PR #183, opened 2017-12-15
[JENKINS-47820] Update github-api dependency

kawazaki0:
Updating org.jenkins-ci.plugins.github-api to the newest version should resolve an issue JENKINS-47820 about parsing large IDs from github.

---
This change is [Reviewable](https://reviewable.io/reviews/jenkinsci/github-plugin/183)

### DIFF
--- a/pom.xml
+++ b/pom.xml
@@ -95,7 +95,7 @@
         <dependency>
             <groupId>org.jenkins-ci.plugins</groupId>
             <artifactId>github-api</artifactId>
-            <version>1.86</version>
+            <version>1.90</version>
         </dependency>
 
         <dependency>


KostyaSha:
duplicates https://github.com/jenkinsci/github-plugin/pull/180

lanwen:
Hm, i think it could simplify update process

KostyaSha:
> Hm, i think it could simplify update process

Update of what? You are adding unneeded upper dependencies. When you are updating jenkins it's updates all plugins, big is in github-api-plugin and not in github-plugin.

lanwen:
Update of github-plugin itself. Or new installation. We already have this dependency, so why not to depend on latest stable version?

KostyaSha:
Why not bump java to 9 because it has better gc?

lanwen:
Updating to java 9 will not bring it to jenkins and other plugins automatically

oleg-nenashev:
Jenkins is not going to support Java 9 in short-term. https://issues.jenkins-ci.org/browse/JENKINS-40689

***

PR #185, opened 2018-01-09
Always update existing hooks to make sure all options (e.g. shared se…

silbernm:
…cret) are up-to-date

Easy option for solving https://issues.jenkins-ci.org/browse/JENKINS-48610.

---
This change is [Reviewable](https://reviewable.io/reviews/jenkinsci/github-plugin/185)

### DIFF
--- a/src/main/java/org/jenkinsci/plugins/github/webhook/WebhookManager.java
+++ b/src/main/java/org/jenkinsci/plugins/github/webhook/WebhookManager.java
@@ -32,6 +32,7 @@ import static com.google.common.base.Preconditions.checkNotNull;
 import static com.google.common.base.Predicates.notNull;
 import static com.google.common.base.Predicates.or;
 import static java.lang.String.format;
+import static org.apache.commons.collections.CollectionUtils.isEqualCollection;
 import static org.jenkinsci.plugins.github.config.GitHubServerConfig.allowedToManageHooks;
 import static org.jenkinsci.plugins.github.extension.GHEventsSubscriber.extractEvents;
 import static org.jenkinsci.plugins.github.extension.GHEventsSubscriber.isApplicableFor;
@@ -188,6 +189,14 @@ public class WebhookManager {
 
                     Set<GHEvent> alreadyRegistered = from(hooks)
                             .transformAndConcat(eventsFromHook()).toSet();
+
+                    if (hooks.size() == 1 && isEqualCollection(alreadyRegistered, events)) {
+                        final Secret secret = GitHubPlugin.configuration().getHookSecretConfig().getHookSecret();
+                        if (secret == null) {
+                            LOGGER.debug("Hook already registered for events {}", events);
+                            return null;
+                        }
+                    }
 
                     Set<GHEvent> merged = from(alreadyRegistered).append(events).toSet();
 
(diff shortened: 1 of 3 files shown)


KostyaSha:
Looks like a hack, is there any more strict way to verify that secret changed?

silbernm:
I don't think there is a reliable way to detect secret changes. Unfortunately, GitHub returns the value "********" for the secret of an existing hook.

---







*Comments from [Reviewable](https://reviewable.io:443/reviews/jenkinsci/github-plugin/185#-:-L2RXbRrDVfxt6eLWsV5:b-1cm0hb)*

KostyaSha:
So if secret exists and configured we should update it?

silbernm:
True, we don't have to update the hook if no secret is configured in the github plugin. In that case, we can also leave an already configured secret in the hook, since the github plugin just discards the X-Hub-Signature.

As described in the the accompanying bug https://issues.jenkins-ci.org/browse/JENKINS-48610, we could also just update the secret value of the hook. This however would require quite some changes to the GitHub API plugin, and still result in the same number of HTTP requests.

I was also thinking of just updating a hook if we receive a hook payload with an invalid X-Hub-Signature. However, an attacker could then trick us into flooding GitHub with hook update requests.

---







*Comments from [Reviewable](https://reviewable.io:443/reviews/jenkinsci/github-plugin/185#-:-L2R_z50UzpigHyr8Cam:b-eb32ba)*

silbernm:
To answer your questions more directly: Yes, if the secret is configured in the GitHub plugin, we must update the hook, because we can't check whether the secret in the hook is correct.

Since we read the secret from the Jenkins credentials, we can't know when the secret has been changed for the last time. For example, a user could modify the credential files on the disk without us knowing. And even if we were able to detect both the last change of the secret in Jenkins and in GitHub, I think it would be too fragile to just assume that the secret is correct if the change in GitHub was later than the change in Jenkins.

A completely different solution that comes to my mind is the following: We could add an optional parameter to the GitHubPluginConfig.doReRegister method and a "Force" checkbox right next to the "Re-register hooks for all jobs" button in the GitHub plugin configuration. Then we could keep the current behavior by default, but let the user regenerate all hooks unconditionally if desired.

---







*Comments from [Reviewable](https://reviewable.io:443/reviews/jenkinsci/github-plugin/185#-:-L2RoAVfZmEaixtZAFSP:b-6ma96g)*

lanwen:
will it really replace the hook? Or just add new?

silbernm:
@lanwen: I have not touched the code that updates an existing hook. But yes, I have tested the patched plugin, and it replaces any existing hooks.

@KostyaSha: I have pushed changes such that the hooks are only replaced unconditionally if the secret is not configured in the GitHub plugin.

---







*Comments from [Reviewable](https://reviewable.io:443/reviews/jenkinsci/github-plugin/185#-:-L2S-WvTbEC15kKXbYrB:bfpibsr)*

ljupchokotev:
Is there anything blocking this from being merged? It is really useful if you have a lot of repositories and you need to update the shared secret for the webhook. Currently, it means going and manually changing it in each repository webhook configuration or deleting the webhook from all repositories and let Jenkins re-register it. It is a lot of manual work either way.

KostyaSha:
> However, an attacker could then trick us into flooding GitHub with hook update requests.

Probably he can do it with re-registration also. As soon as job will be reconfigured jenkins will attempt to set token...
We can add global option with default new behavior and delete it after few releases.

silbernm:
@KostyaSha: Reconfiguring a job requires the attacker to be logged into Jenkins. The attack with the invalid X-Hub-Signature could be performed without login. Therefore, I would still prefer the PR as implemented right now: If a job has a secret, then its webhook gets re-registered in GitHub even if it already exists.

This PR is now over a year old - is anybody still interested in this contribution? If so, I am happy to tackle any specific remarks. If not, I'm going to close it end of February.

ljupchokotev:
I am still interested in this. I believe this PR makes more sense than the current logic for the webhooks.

***

A single number is asked for: how many lines in the entries above hold the string "going".

*YOUR SOLUTION*:
3